4.6.3. Challenging Boundary Case Analysis
Figure 7 presents a comprehensive analysis of DermaMamba’s performance on challenging boundary cases that represent the most difficult diagnostic scenarios in clinical dermatology. The evaluation demonstrates the model’s superior robustness and uncertainty quantification capabilities when confronted with ambiguous lesions that frequently lead to misdiagnosis in clinical practice.
Superior Performance in High-Difficulty Diagnostic Scenarios: The performance metrics reveal DermaMamba’s exceptional capability in handling challenging cases, achieving 100% accuracy compared to 66.7% for ViT-Base and only 33.3% for CNN-only approaches. Most significantly, DermaMamba maintains high average confidence (82.3%) while simultaneously exhibiting the lowest uncertainty (17.7%) among all the evaluated methods. This combination of high accuracy and low uncertainty is particularly crucial for challenging cases where baseline methods struggle with confidence calibration. The substantial improvement over CNN-only methods (48.9% confidence gap) and meaningful advancement over Med-ViT (8.0% confidence improvement) demonstrates the architectural advantages of dual-branch fusion in ambiguous diagnostic scenarios.

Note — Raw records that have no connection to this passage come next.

PR #1872, opened 2021-10-20
Initial logic to make my_cards page work with v2 TX system

maxwofford:
This is still a WIP– it fixes the list of shown TXs, but it hasn't been styled yet


maxwofford:
This is a little janky in the view logic, but it fixes the following:

- /my/inbox wasn't showing a correct list of TXs (didn't include pending stripe TXs)
- /my/cards wasn't showing a correct list of TXs without receipts (still used v1 TX engine)
- event show page didn't indicate TXs that required receipts

Closes https://github.com/hackclub/bank/issues/1835

PR #1877, opened 2021-10-26
Fix codespace config migration overwrite

maxwofford:


kunalbotla:
i think this looks good; if it causes any issues for anyone we can revert.

PR #1901, opened 2021-10-27
Add PublicIdentifiable concern

maxwofford:


maxwofford:
@garyhtou any clue why these tests are failing?

app/models/event.rb
```diff
@@ -429,9 +432,10 @@ class Event < ApplicationRecord
     ZM: 248,
   }
 
-
   validate :point_of_contact_is_admin
 
+  validates :public_id, presence: true, uniqueness: true
+
```
garyhtou: tests are failing because Event models being created aren't valid. i think `validates` is looking for a `public_id` column, but it's actually a method

maxwofford: Whoops! Thanks for catching that– forgot to unstage that line

maxwofford:
Merging this for now w/ the givebutter branch b/c there aren't any db changes in it, but if you'd implement this a different way @garyhtou, lmk!

PR #1902, opened 2021-10-27
Spec out initial partnered signup model

maxwofford:


maxwofford:
@garyhtou are there any other fields you need on this model?

PR #1903, opened 2021-10-28
⚠️ WIP: Givebutter 2021 10 27 sprint

maxwofford:
In addition to #1880, also added:

- `PartnerSignup` api index and get specific object endpoints

before merge:
- fix 'webhook_url' migration error


maxwofford:
RSpec is failing, but I'm ok with that for now to get this in prod so the demo-app. @garyhtou can you make an issue for these failing tests– we should fix or remove them sometime today. Prioritize making the demo app work over the tests

PR #1910, opened 2021-10-29
Make my/cards missing receipts match the cards details page

tanatorn:
Changes the filter `missing_receipt` to `without_receipt`

Basically there's some inconsistency here where on the `/my/cards` page we show the transactions we identify as `missing_receipt` which means that we don't have the receipt and haven't marked it as lost.

They both appear with the red receipt missing icon so I just made it consistent. Another fix is to disable the red receipt missing icon when we mark transactions as  `no or lost receipt`

image

image


maxwofford:
Great catch on this!

PR #1916, opened 2021-10-30
Revert 'Fix codespace config migration overwrite'

exu3:
Both Kunal & I were having issues with the codespaces start/setup script, but reverting #1877 seems to fix it after trying locally

```
ActiveRecord::NoDatabaseError (FATAL:  database "bank_development" does not exist
):
```


kunalbotla:
I just tested in a fresh Codespace with this script and its working normally again!

image

PR #1918, opened 2021-11-01
Hacky implementation of admin accept/reject partnered signups

maxwofford:


app/policies/partnered_signup_policy.rb
```diff
@@ -9,11 +9,11 @@ def update?
...
 
-  def admin_accept?
+  def partnered_signups_accept?
     user&.admin?
   end
 
-  def admin_reject?
+  def partnered_signups_reject?
     user&.admin?
   end
```
garyhtou: prob don't need these anymore since these methods no longer exist in partnered_signup_controller

maxwofford: Pundit policies are by model (weird, i know). If these are removed validations will fail

PR #1919, opened 2021-11-01
Webhook types and signature

garyhtou:
This is what our outgoing webhooks look like:

- `hcb-signature` is a [Stripe-styled webhook verification signature](https://stripe.com/docs/webhooks/signatures)
- webhook type is under `meta`. this prevents conflict if there is a model with a "type" field

image

This pr restructures existing webhook code (to allow for types) and creates a model specific serializer (we're moving away from endpoint specific serializers)


garyhtou:
https://github.com/hackclub/bank/issues/1892
https://github.com/hackclub/bank/issues/1883

maxwofford:
This is great Gary! Go ahead and bring it into the givebutter branch whenever you're ready

PR #1927, opened 2021-11-01
Branding: change logo from svg to png

exu3:
The SVG for the logos don't seem to be working in chrome. The badges are SVGs and they work fine, but I couldn't tell what was wrong with the logo SVGs. This PR changes the preview image for logos to PNG so it works in all browsers, but lmk if there's a better way fix the SVG not rendering issue 
Screen Shot 2021-11-01 at 8 38 54 AM


garyhtou:
amazing work @eilla1!!

PR #1947, opened 2021-11-02
Fix bug where it was using the wrong id when referencing stripe cards

clarencejychan:
Bug fix for #1935 

Transparency mode
image

Logged In w/ No Cards
image

Logged In w/ Cards
image


clarencejychan:
The `XXXX` seems to be something to do with formatted card numbers but this isn't in the scope of this change. @tanatorn  is this something you need to address?

clarencejychan:
Looks like its coming from `def stripe_obj` under `sripe_card`. Seems like it's not related to this change though.

exu3 (commented):
Screen Shot 2021-11-02 at 11 18 59 AM
For some reason I'm getting the heroku error on the cards page in staging (maybe it's my school's internet filters?idk) but it seems to be working fine in development. Thanks for fixing it!
Screen Shot 2021-11-02 at 11 25 02 AM

maxwofford (approved):
Thanks for fixing this!

PR #1950, opened 2021-11-02
Simplify generate login url for now

garyhtou:
**Untested**

also moved swagger params to body (although they work anywhere)


garyhtou:
#1958

PR #1958, opened 2021-11-02
Login serializer just goes to login page for time being #1951

maxwofford:


maxwofford:
I was able to send an invite to another user by hitting the login url with their email.

Screen Shot 2021-11-02 at 20 37 55

PR #1836, opened 2021-10-05
Admin Side Country Codes

kunalbotla:

PR #1960, opened 2021-11-03
Cleans up country selection for Admin

tanatorn:
Country selector is actually usable now.
Closes #1923

image


kunalbotla:
hey Tan, one concern I have on this is that I remember @maxwofford and I had some reason for doing it this way in #1836. I don't remember the exact reason so running this by Max to make sure that it doesn't conflict with something else might something to keep in mind.

maxwofford:
@tanatorn thanks for this! I'd love to get the country code list out of the Events model enum in the future, and this mapping will help us get there.

maxwofford (approved):
Go ahead and rebase+merge!

PR #1982, opened 2021-11-07
Fix the Wrapping on Mobile

clarencejychan:
image
image

Fixes #1981


clarencejychan:
Didn't see @eilla1 's comments on the issue. Going to checkout FF and Safari (although not sure how to do it with Safari) maybe browserstack?

maxwofford:
We have a browserstack account if you need it– DM me on Slack for access

clarencejychan:
I think we're actually good for now since @eilla1  checked out the Safari version already but I will in the future. Thanks!

maxwofford (approved):
LGTM!

PR #1983, opened 2021-11-07
Fix flavor text pills in safari

exu3:
Removing the `width: min-intrinsic` css property seems to fix the narrow-pill problem in Safari

https://user-images.githubusercontent.com/72365100/140636232-06d5a622-7476-43df-9776-9c336cd4153f.mov


clarencejychan (approved):
Thanks for helping out with the fix on Safari.

Could we just add a SS to see what it looks like on mobile?

exu3:
(in development mode, but i just changed the text to test out the pill width)
Screen Shot 2021-11-07 at 12 32 02 AM

mobile, in production:
Screen Shot 2021-11-07 at 12 34 11 AM

maxwofford:
This looks great @eilla1! Thanks for the fix

PR #1968, opened 2021-11-04
[BETA] Add Free Domains Perk

exu3:
This PR adds the Free Domains promo card in the Perks tab as well as the admin dashboard. 

I'm not sure how the background image on the promo card fits in with the rest of the page, but here's the [commit](https://github.com/hackclub/bank/pull/1968/commits/e984dcf319e5bc5bc36bf1138e4728ac68fb2646) to revert if it's better without the bg.

I also moved the inline `style`s (on the PVSA card) to a scss file for the promos page which also includes styles for the new Free Domains card.

Closes #1931 

Screen Shot 2021-11-03 at 9 45 27 PM
Screen Shot 2021-11-03 at 9 46 06 PM

PR #1984, opened 2021-11-07
Free Domains 🚀 

exu3:
This is the PR that addresses all the comments / revisions from #1931 and beta testing with users.


exu3:
(No idea why the commit message is formatted weirdly for 1d097a79cc8afb4f1f1552aef816bffa0c820495) It's meant to say "Add `id` attributes to perks cards so that we can link to them directly"

kunalbotla:
marking as ready for review so it builds properly; do not merge yet

MelSmith104:
This looks really awesome! couple copy changes --> remove the TLD section from the card, this is addressed in the form and please change the copy around Google Workspace. 
Other than that - this is awesome!! amazing job :) i love it and am really excited to see it ship

app/views/events/promotions.html.erb
```diff
@@ -6,7 +6,7 @@
   Promotions &amp; perks
 </h1>
 
-<div class="card pb0 mb3">
+<div class="card pb0 mb3" id="pvsa">
```
maxwofford: Are these IDs used anywhere? I saw them also on domains, replit, sendy, & github

app/assets/stylesheets/components/_promos.scss
```diff
@@ -30,28 +30,6 @@
  }
 
  html[data-dark="true"] {
-   .promo-pvsa {
```
maxwofford: Was this intentionally deleted?

maxwofford (approved):
This is awesome. I left a couple comments on stuff that seemed like it wasn't for this PR, but I'm comfortable with this getting merged.

I made a couple changes to wording (typos) in here as well as added restrictions to when we show the card (ie. hide the perk for users that already have a gsuite setup).

I made a pass on the airtable form copy to simplify questions & bring the prefilled questions to the bottom of the form.

You can test the flow by going to an event with US set for the country code & no workspace, and viewing the google workspace overview + perks pages. Then view the same 2 pages on an org that already has a workspace or doesn't have their country field set.

Go ahead and merge when ready.

app/assets/stylesheets/components/_promos.scss
kunalbotla: I believe so. @eilla1 can you confirm?

exu3: Screen Shot 2021-11-10 at 11 11 30 AM
Yeah that added with #1968 but I realized that the dark mode styles made it look disabled. Thoughts on how it looks?

maxwofford: Totally fine! Just wanted to make sure it was intentional. You're totally right it looks disabled, so I like that we're removing it. It's a little bright in dark mode now though, so it'd be cool to see it replaced with something else. Don't block on that for this PR

app/views/events/promotions.html.erb
exu3: On the google_workspace page I was going to use that to directly link directly to the Domains card but I didn't end up doing that. I could remove these. Would it be better to remove these IDs since they're not used?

Robust Uncertainty Quantification and Risk Assessment: The uncertainty analysis reveals DermaMamba’s superior ability to provide reliable confidence estimates across varying case difficulties. While baseline methods show significant uncertainty (CNN-only: 35.0%, ViT-Base: 34.7%), DermaMamba achieves 17.7% average uncertainty, representing a 49% reduction compared to traditional approaches. The confidence calibration plot demonstrates near-perfect alignment with the ideal calibration line, indicating that DermaMamba’s predicted confidence scores accurately reflect actual performance. This calibration quality is essential for clinical deployment, where unreliable confidence estimates can lead to inappropriate clinical decisions. The model’s ability to maintain consistent performance across the difficulty spectrum (0.79–0.85 confidence range) suggests robust generalization to diverse challenging scenarios.

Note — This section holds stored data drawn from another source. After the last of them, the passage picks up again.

PR #1986, opened 2021-11-08
Fixes donation amount

tanatorn:
New donations now don't transition to `Deposited` until the fees are reimbursed. This should solve some confusion about the donation page not matching up with the balance.

To test, I went and two transaction states for John and Josh locally to `:in_transit`  then ran 
```
irb(main):044:0> DonationService::Nightly.new.run
```
in irb to make sure that we don't update it to deposited until everything's settled.

I also added some convenience functions in canonical_transaction_grouped and the made the `linked_object` work with Donations created on the TransactionEngineV2
 
image

### DIFF
--- a/app/models/canonical_transaction.rb
+++ b/app/models/canonical_transaction.rb
@@ -178,9 +178,9 @@ class CanonicalTransaction < ApplicationRecord
   end
 
   def fee_reimbursement
-    return linked_object.fee_reimbursement if linked_object.is_a?(Donation)
+    return linked_object.fee_reimbursement if linked_object.is_a?(Donation) || linked_object.is_a?(Invoice)
 
-    nil # TODO
+    nil
   end
 
   def check
--- a/app/models/canonical_transaction.rb
+++ b/app/models/canonical_transaction.rb
@@ -178,6 +178,8 @@ class CanonicalTransaction < ApplicationRecord
   end
 
   def fee_reimbursement
+    return linked_object.fee_reimbursement if linked_object.is_a?(Donation)
+
     nil # TODO
   end
 
--- a/app/models/donation.rb
+++ b/app/models/donation.rb
@@ -194,7 +194,7 @@ class Donation < ApplicationRecord
   end
 
   def fee_reimbursed?
-    amount_settled == amount
+    fee_reimbursement.canonical_transaction.present?
   end
 
   private
--- a/app/models/donation.rb
+++ b/app/models/donation.rb
@@ -189,6 +189,14 @@ class Donation < ApplicationRecord
     remote_donation[:charges][:data][0][:refunded]
   end
 
+  def amount_settled
+    canonical_transactions.sum(:amount_cents)
+  end
+
+  def fee_reimbursed?
+    amount_settled == amount
+  end
+
   private
 
   def raw_pending_donation_transaction
--- a/app/services/donation_service/nightly.rb
+++ b/app/services/donation_service/nightly.rb
@@ -8,6 +8,7 @@ module DonationService
 
         next unless cpt
         next unless cpt.settled?
+        next unless donation.fee_reimbursed?
 
         raise ArgumentError, "anomaly detected when attempting to mark deposited donation #{donation.id}" if anomaly_detected?(donation: donation)
 
--- a/app/services/transaction_engine/syntax_sugar_service/linked_object.rb
+++ b/app/services/transaction_engine/syntax_sugar_service/linked_object.rb
@@ -7,6 +7,7 @@ module TransactionEngine
 
       def initialize(canonical_transaction:)
         @canonical_transaction = canonical_transaction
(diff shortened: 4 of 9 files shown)


maxwofford (commented):
This is a good start, but the total event balance shown to an event is off. If i receive a donation for $1, my transaction list shows a $1 deposit, but my balance will only show $0.68 until the fee refund comes in. I'd like the balance to only go up to $1 once the fee refund and the payout have arrived.

maxwofford:
[Here](https://hackclub.slack.com/archives/GBXBFEED9/p1636389051038900) is an example of something that could confuse the user mentioned in https://github.com/hackclub/bank/pull/1986#pullrequestreview-800190994. It's an admin in the Slack comment, but users don't have access to that transaction-specific breakdown.

tanatorn:
@maxwofford I think the bug here is actually the fee reimbursement engine hasn't been running for awhile so there's been no reimbursement. Since there's no reimbursement, they _are_ displaying the correct value. @garyhtou said he'll get that reimbursement portion working - I'll stop working on this in the mean time to see if the issue self resolves.

tanatorn:
For context: https://hackclub.slack.com/archives/C026RKHLPNJ/p1636518674031100?thread_ts=1636517056.026700&cid=C026RKHLPNJ

maxwofford:
@tanatorn you're totally right fee refunds are delayed, but the underlying issue is still there– our UI expects either (no payout nor fee refund) or (payout and refund). It doesn't handle (payout paid but fee refund pending).

Right now because fee refunds are delayed the issue is worse b/c the UI is confusing for a week, but regularly people will try using bank by donating a $1 to themselves, and when they see the funds come into their account their total balance shows $0.32 right above a TX history that just shows a $1 donation successfully paid. That confusing state can stay there for a day or two.

tanatorn:
PTAL @maxwofford

maxwofford:
Requesting @garyhtou's review before merge for his experience with this part of hcb codes & transactions v2

app/models/canonical_transaction.rb
```diff
@@ -178,6 +178,8 @@ def invoice_payout
   end
 
   def fee_reimbursement
+    return linked_object.fee_reimbursement if linked_object.is_a?(Donation)
+
     nil # TODO
   end
```
garyhtou: I believe `Invoice` also has fee reimbursements.

also, extra `nil # TODO` on line 183

app/models/donation.rb
```diff
@@ -189,6 +189,14 @@ def remote_refunded?
     remote_donation[:charges][:data][0][:refunded]
   end
 
+  def amount_settled
+    canonical_transactions.sum(:amount_cents)
+  end
+
+  def fee_reimbursed?
+    amount_settled == amount
+  end
```
garyhtou: Edge case: when a donation is refunded, the `amount_settled` would equal 0. In that case, `fee_reimbursed?` would return `false`. Should that be the case?

I think `true` might make more sense bc it had a Fee Reimbursement. open to thoughts on this tho

---

**preferred method:**

a more robust way to do it may be to look at the donation's `fee_reimbursement` relation, and check if `fee_reimbursement.canonical_transaction` is nil.

there is a `completed?` method in FeeReimbursement model, but it's using the v2 engine. would be best to update that to use v2

app/services/donation_service/nightly.rb
```diff
@@ -8,6 +8,7 @@ def run
 
         next unless cpt
         next unless cpt.settled?
+        next unless donation.fee_reimbursed?
```
garyhtou, line 11: how about something like `donation.fee_reimbursement.settled?`

related to comment on Donation model

app/services/transaction_engine/syntax_sugar_service/linked_object.rb
```diff
@@ -28,8 +28,13 @@ def run
...
           return likely_bank_fee if outgoing_bank_fee?
 
-          nil
         end
+        hcb_code = HcbCodeService::FindOrCreate.new(hcb_code: @canonical_transaction.hcb_code).run
+        if hcb_code.donation?
+          return hcb_code.donation
+        end
+
+        nil
```
garyhtou: combine with `likely_donation`?

garyhtou (changes requested):
good work so far!! couple organizational and design changes

app/services/donation_service/nightly.rb
tanatorn: i made `donation.fee_reimbursed?` a convenience method for accessing fee_reimbursment.ct

tanatorn:
PTAL @garyhtou

app/models/donation.rb
garyhtou: whoops, typo: but it's using the v1 engine*

garyhtou (approved):
good to go! thanks for making those edits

Decision Boundary Analysis and Clinical Applicability: The feature space visualization illustrates DermaMamba’s more refined decision boundaries compared to baseline methods, with clearly defined separation regions and minimal uncertainty zones. The strategic positioning of challenging cases (amelanotic melanoma, dysplastic nevus, atypical BCC, complex SK, and borderline cases) within the feature space demonstrates the model’s capacity to handle morphologically ambiguous lesions that cluster near decision boundaries. DermaMamba’s decision boundary exhibits greater stability and precision, particularly in regions where baseline methods show high uncertainty (indicated by the lighter colored uncertainty regions). The performance versus difficulty analysis reveals consistent high confidence (>79%) even for the most challenging cases, with amelanotic melanoma detection achieving 83% confidence despite representing one of the most diagnostically difficult scenarios in dermatology. This consistent performance across varying difficulty levels validates DermaMamba’s suitability for real-world clinical deployment, where challenging boundary cases constitute a significant proportion of diagnostic uncertainty and potential misdiagnosis events.